_SUPPLIED RECORDS_
PR #837, opened 2024-03-28
run_checks_compute() bugfix

aprsa:
The run_checks_compute() function included the internal "_default" compute parameter set in checking the ck2004 model atmosphere table existence in the passband files. This caused the checks to fail even if ck2004 was never needed.

### DIFF
--- a/phoebe/frontend/bundle.py
+++ b/phoebe/frontend/bundle.py
@@ -3754,7 +3754,6 @@ class Bundle(ParameterSet):
         all_pbs = list_passbands(full_dict=True)
         online_pbs = list_online_passbands(full_dict=True)
 
-        # TODO: is this robust against flipping constraints?
         pb_needs_ext = self.get_value(qualifier='ebv', context='system', **_skip_filter_checks) != 0
 
         for pbparam in self.filter(qualifier='passband', **_skip_filter_checks).to_list():
@@ -3772,7 +3771,6 @@ class Bundle(ParameterSet):
 
             missing_pb_content = []
 
-            # TODO: do we really want to run this every time we run checks? Perhaps move to init?
             if pb_needs_ext and pb in ['Stromgren:u', 'Johnson:U', 'SDSS:u', 'SDSS:uprime']:
                 # need to check for bugfix in coefficients from 2.3.4 release
                 installed_timestamp = installed_pbs.get(pb, {}).get('timestamp', None)
@@ -3783,10 +3781,10 @@ class Bundle(ParameterSet):
                                     True, 'run_compute')
 
             # NOTE: atms are not attached to datasets, but per-compute and per-component
-            for atmparam in self.filter(qualifier='atm', kind='phoebe', compute=computes, **_skip_filter_checks).to_list() + self.filter(qualifier='ld_coeffs_source').to_list():
-                if '_default' in atmparam.twig:
-                    continue
-
+            # NOTE: atmparam includes a '_default' compute pset, which depends on the
+            # ck2004 atmospheres; the checks should not include it. This is achieved
+            # by filtering check_visible=True in the line below:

_TO DO_
Everything in the data above should be output exactly as it stands.

_SOLUTION FOR THIS EXERCISE_
PR #837, opened 2024-03-28
run_checks_compute() bugfix

aprsa:
The run_checks_compute() function included the internal "_default" compute parameter set in checking the ck2004 model atmosphere table existence in the passband files. This caused the checks to fail even if ck2004 was never needed.

### DIFF
--- a/phoebe/frontend/bundle.py
+++ b/phoebe/frontend/bundle.py
@@ -3754,7 +3754,6 @@ class Bundle(ParameterSet):
         all_pbs = list_passbands(full_dict=True)
         online_pbs = list_online_passbands(full_dict=True)
 
-        # TODO: is this robust against flipping constraints?
         pb_needs_ext = self.get_value(qualifier='ebv', context='system', **_skip_filter_checks) != 0
 
         for pbparam in self.filter(qualifier='passband', **_skip_filter_checks).to_list():
@@ -3772,7 +3771,6 @@ class Bundle(ParameterSet):
 
             missing_pb_content = []
 
-            # TODO: do we really want to run this every time we run checks? Perhaps move to init?
             if pb_needs_ext and pb in ['Stromgren:u', 'Johnson:U', 'SDSS:u', 'SDSS:uprime']:
                 # need to check for bugfix in coefficients from 2.3.4 release
                 installed_timestamp = installed_pbs.get(pb, {}).get('timestamp', None)
@@ -3783,10 +3781,10 @@ class Bundle(ParameterSet):
                                     True, 'run_compute')
 
             # NOTE: atms are not attached to datasets, but per-compute and per-component
-            for atmparam in self.filter(qualifier='atm', kind='phoebe', compute=computes, **_skip_filter_checks).to_list() + self.filter(qualifier='ld_coeffs_source').to_list():
-                if '_default' in atmparam.twig:
-                    continue
-
+            # NOTE: atmparam includes a '_default' compute pset, which depends on the
+            # ck2004 atmospheres; the checks should not include it. This is achieved
+            # by filtering check_visible=True in the line below:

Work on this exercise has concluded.